(Task brief) After reading the entries below, copy word for word the lines from the first through the line containing "In our case, containerlab", and stop there.
<<<<
PR #1013, opened 2022-09-05
Shared namespace dependency

steiler:
On top of #976 this implements the dependencies for the "network-mode: container:<CONTAINERNAME>" based dependency.


steiler:
@YutaroHayakawa, maybe you want to try this feature and provide feedback.
Prior to starting the containers you should see information about the dependencies and you should be able to get rid of any start-delays or whatever you might have used to make the shared namespace dependency work.
Let us know if this works for you.
Thanks!

YutaroHayakawa:
Hi @steiler, thanks for your heads up. This is a very cool feature!

In our case, containerlab containers depend on the external Kind containers. Thus, having this kind of dependency warning is useful, I think.

If I add one more suggestion, I would say it would be much nicer if we had a feature to "wait" for such a dependency container. So that we don't have to serialize the Kind deployment and Containerlab deployment then it speeds up the total deployment time I think.

YutaroHayakawa:
It detects cyclic dependency. Nice...

```
name: dependency-manager-demo
topology:
  nodes:
    n0:
      kind: linux
      image: nicolaka/netshoot:latest
      network-mode: container:n1
      cmd: tail -f
    n1:
      kind: linux
      image: nicolaka/netshoot:latest
      network-mode: container:n2
      cmd: tail -f
    n2:
      kind: linux
      image: nicolaka/netshoot:latest
      network-mode: container:n0
      cmd: tail -f
  links:
  - endpoints: ["n0:net0", "n1:net0"]
```

```
INFO[0000] Parsing & checking topology file: topo.yaml
INFO[0000] Creating lab directory: /home/yutaro/WorkSpace/containerlab/clab-dependency-manager-demo
Error: cyclic dependencies found!
n0 -> [ n1 ]
n1 -> [ n2 ]
n2 -> [ n0 ]
```

Makefile
```diff
@@ -19,6 +19,17 @@ build-with-podman:
 test:
 	go test -race ./... -v
 
+MOCKDIR = ./mocks
+.PHONY: mocks-gen
+mocks-gen: mocks-rm ## Generate mocks for all the defined interfaces.
+	go install github.com/golang/mock/mockgen@latest
```
hellt, line 25: lets fix the mockgen version to the version of the mock package as recommended by the mock docs

steiler: alright, done!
>>>>
(Exercise solution)
PR #1013, opened 2022-09-05
Shared namespace dependency

steiler:
On top of #976 this implements the dependencies for the "network-mode: container:<CONTAINERNAME>" based dependency.


steiler:
@YutaroHayakawa, maybe you want to try this feature and provide feedback.
Prior to starting the containers you should see information about the dependencies and you should be able to get rid of any start-delays or whatever you might have used to make the shared namespace dependency work.
Let us know if this works for you.
Thanks!

YutaroHayakawa:
Hi @steiler, thanks for your heads up. This is a very cool feature!

In our case, containerlab containers depend on the external Kind containers. Thus, having this kind of dependency warning is useful, I think.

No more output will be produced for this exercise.